### EXERCISE DETAILS:
Reproduce exactly the line that includes "StevenMassaro, line 304: Can" and all lines after it, ending with the last line of the data.

### RECORDS PROVIDED:
PR #3140, opened 2022-08-03
Use PathHandlerFactory when building driver properties from file (DAT-11067)

abrackx:
## Impact

## Description

Updates DatabaseFactory#buildDriverProperties method to and to use PathHandlerFactory to load the driver properties file.

## Things to be aware of

Removed existing implementation in favor of using a resource accessor to grab the input stream.

## Things to worry about
N/A

## Additional Context
N/A


liquibase-core/src/test/java/liquibase/database/DatabaseFactoryTest.java
```diff
@@ -93,7 +96,11 @@ public void openConnectionLoadsDriverPropertiesFromGivenFile() throws Exception
         }
         String propsFilePath = propsFile.getAbsolutePath();
 
-        DatabaseConnection dbConnection = databaseFactory.openConnection("jdbc:h2:mem:DatabaseFactoryTest", "sa", "", null, null, propsFilePath, null, resourceAccessor);
+        Map<String, String> resources = new HashMap<>();
+        resources.put(propsFilePath, propsFile.toString());
+        ResourceAccessor mockAccessor = new MockResourceAccessor(resources);
```
abrackx, line 101: Unsure if this is the best approach but `mock(ResouceAccessor.class)` doesn't have anything populated so this test fails since I changed the buildDriverProperties method to actually use a ResourceAccessor.

liquibase-core/src/main/java/liquibase/database/DatabaseFactory.java
```diff
@@ -291,23 +294,26 @@ private Properties buildDriverProperties(String username, String password, Strin
...
-                    LOG.fine(
-                            "Loading properties from the file:'" + driverPropertiesFile + "'"
-                    );
-                    FileInputStream inputStream = new FileInputStream(propertiesFile);
-                    try {
-                        driverProperties.load(inputStream);
-                    } finally {
-                        inputStream.close();
+                try {
+                    String driverPropertiesFilePath = resourceAccessor.resolve(null, driverPropertiesFile);
```
nvoxland, line 298: You'll want to use the PathHandlerFactory in here as well too. In the soon-incoming `add-resource` branch there is a single call that will do this logic of looking for a file first via the way it's specified (including s3 etc.) and then falling back to the resource accessor as needed.

It's maybe best to wait for that PR to get through instead of doing it this way and then changing it for that?

liquibase-core/src/test/java/liquibase/database/DatabaseFactoryTest.java
abrackx: Irrelevant with different approach

liquibase-core/src/main/java/liquibase/database/DatabaseFactory.java
```diff
@@ -291,23 +292,26 @@ private Properties buildDriverProperties(String username, String password, Strin
...
+                try {
+                    PathHandlerFactory pathHandlerFactory = Scope.getCurrentScope().getSingleton(PathHandlerFactory.class);
+                    Resource driverProperty = pathHandlerFactory.getResource(driverPropertiesFile, true);
+                    if (driverProperty != null) {
+                        InputStream stream = driverProperty.openInputStream();
+                        LOG.fine(
+                                "Loading properties from the file:'" + driverPropertiesFile + "'"
+                        );
+                        driverProperties.load(stream);
+                        stream.close();
```
StevenMassaro, line 304: Can you do a try with resources here so the stream is always closed?

StevenMassaro (approved):

liquibase-core/src/main/java/liquibase/database/DatabaseFactory.java
abrackx: Updated!

suryaaki2 (approved):

nvoxland (approved):

PR #3152, opened 2022-08-05
Add default catalog condition to SequenceSnapshotGenerator for Oracle

### LINKED ISSUE #3138: Sequence precondition and sequence creation behave differently in Oracle when the catalog is not defined in the changeset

### ANSWER TO THIS PROBLEM:
StevenMassaro, line 304: Can you do a try with resources here so the stream is always closed?

StevenMassaro (approved):

liquibase-core/src/main/java/liquibase/database/DatabaseFactory.java
abrackx: Updated!

suryaaki2 (approved):

nvoxland (approved):

PR #3152, opened 2022-08-05
Add default catalog condition to SequenceSnapshotGenerator for Oracle

### LINKED ISSUE #3138: Sequence precondition and sequence creation behave differently in Oracle when the catalog is not defined in the changeset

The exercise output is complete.